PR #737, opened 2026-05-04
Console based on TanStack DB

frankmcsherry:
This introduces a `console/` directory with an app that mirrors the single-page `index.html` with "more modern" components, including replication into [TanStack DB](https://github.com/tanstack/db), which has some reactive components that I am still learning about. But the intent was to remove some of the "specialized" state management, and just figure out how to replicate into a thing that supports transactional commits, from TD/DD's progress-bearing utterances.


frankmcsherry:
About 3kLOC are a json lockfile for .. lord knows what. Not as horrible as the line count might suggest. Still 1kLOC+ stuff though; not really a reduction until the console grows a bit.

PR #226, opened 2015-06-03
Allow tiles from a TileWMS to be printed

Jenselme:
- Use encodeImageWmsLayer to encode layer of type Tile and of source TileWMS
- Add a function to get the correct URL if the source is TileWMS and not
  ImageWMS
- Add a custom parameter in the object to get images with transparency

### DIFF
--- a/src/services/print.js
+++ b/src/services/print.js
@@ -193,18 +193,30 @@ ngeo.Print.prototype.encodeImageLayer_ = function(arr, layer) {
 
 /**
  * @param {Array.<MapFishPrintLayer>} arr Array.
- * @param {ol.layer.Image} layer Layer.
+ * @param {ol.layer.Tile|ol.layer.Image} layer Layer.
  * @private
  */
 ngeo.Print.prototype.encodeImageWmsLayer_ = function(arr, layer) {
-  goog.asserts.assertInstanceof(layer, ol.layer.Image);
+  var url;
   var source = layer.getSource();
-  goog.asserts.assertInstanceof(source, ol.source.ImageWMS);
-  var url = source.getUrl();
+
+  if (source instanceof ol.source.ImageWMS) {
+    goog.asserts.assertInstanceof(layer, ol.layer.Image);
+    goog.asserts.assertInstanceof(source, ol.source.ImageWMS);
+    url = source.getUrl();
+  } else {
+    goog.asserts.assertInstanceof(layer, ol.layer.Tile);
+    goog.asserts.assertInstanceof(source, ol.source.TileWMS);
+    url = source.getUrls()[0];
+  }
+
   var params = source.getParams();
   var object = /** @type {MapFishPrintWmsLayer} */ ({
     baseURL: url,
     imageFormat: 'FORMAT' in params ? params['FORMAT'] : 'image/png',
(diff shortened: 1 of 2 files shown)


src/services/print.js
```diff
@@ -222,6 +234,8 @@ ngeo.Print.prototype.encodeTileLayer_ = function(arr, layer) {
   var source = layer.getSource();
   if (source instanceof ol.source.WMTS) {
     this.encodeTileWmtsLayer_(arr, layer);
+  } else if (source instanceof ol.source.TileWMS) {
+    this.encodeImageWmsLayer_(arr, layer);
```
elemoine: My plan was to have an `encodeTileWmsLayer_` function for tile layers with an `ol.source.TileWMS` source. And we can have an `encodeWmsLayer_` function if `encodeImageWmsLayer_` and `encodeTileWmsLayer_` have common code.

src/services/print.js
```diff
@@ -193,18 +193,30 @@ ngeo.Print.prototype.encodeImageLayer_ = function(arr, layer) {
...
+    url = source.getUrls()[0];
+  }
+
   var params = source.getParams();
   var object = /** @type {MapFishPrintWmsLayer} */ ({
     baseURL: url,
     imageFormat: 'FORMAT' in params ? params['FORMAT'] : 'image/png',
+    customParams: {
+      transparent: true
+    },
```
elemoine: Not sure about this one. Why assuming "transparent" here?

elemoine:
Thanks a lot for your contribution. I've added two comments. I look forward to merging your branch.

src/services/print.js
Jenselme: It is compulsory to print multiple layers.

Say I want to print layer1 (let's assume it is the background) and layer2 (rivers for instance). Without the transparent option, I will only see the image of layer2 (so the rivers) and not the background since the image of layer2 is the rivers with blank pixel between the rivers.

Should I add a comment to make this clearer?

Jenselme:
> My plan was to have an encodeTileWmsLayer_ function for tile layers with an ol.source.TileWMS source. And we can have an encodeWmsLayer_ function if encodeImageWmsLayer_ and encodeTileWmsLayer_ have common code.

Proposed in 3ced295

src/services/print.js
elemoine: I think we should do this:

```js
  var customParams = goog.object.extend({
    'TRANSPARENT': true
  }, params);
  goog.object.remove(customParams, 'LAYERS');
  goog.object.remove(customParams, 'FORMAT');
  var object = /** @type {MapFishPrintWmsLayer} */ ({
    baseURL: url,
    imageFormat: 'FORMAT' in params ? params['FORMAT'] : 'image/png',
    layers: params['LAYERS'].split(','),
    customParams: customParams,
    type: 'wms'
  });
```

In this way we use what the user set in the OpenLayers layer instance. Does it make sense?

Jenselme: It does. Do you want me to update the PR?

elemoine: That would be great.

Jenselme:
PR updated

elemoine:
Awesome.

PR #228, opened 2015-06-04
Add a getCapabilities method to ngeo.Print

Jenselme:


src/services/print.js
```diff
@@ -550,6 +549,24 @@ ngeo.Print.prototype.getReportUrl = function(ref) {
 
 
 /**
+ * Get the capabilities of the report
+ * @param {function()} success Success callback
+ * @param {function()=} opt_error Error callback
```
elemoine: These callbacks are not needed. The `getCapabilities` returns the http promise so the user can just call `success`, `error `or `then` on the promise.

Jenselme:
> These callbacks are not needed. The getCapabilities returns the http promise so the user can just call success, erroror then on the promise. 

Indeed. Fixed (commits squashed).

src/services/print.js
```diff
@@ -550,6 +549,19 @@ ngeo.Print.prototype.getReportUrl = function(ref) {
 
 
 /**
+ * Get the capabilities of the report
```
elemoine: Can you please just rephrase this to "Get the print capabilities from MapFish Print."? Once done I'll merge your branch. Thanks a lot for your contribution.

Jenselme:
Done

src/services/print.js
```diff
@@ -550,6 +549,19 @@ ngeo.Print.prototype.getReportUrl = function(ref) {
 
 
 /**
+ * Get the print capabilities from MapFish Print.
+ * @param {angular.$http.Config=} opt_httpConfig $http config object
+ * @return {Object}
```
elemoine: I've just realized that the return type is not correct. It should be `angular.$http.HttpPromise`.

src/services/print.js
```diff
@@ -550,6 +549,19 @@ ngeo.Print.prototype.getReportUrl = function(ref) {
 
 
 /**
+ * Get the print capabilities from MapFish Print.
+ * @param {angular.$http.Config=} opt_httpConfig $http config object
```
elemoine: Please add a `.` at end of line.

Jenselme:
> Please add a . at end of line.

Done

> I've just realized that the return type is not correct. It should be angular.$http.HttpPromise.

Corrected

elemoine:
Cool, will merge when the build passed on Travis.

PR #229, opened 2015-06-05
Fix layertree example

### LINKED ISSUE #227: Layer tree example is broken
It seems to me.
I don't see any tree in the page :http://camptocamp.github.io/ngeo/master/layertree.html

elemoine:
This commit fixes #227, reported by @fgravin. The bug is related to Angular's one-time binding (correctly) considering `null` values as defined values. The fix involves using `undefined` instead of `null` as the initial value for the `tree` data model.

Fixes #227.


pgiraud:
──────
WHAT TO PRODUCE: For each line of the material that contains the word "elemoine", make a copy.

RESPONSE BOX:
elemoine: My plan was to have an `encodeTileWmsLayer_` function for tile layers with an `ol.source.TileWMS` source. And we can have an `encodeWmsLayer_` function if `encodeImageWmsLayer_` and `encodeTileWmsLayer_` have common code.
elemoine: Not sure about this one. Why assuming "transparent" here?
elemoine:
elemoine: I think we should do this:
elemoine: That would be great.
elemoine:
elemoine: These callbacks are not needed. The `getCapabilities` returns the http promise so the user can just call `success`, `error `or `then` on the promise.
elemoine: Can you please just rephrase this to "Get the print capabilities from MapFish Print."? Once done I'll merge your branch. Thanks a lot for your contribution.
elemoine: I've just realized that the return type is not correct. It should be `angular.$http.HttpPromise`.
elemoine: Please add a `.` at end of line.
elemoine:
elemoine:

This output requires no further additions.